Problem:
Copy out the line that contains "perf: lazy-load the settings and data routes" and the lines after it through the final one in the entries below, exactly, with no other lines.

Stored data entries
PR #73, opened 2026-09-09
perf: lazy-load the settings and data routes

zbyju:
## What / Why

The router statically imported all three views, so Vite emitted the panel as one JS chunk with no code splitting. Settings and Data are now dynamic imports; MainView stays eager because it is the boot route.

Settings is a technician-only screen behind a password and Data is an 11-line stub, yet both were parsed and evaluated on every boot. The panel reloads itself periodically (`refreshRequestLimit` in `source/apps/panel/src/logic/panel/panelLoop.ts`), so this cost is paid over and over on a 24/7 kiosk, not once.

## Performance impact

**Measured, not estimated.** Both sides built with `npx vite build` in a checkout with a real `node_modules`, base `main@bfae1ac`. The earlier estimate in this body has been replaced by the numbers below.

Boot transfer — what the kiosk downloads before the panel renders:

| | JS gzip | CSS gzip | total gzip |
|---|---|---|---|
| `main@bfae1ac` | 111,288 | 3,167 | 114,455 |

Solution:
perf: lazy-load the settings and data routes

zbyju:
## What / Why

The router statically imported all three views, so Vite emitted the panel as one JS chunk with no code splitting. Settings and Data are now dynamic imports; MainView stays eager because it is the boot route.

Settings is a technician-only screen behind a password and Data is an 11-line stub, yet both were parsed and evaluated on every boot. The panel reloads itself periodically (`refreshRequestLimit` in `source/apps/panel/src/logic/panel/panelLoop.ts`), so this cost is paid over and over on a 24/7 kiosk, not once.

## Performance impact

**Measured, not estimated.** Both sides built with `npx vite build` in a checkout with a real `node_modules`, base `main@bfae1ac`. The earlier estimate in this body has been replaced by the numbers below.

Boot transfer — what the kiosk downloads before the panel renders:

| | JS gzip | CSS gzip | total gzip |
|---|---|---|---|
| `main@bfae1ac` | 111,288 | 3,167 | 114,455 |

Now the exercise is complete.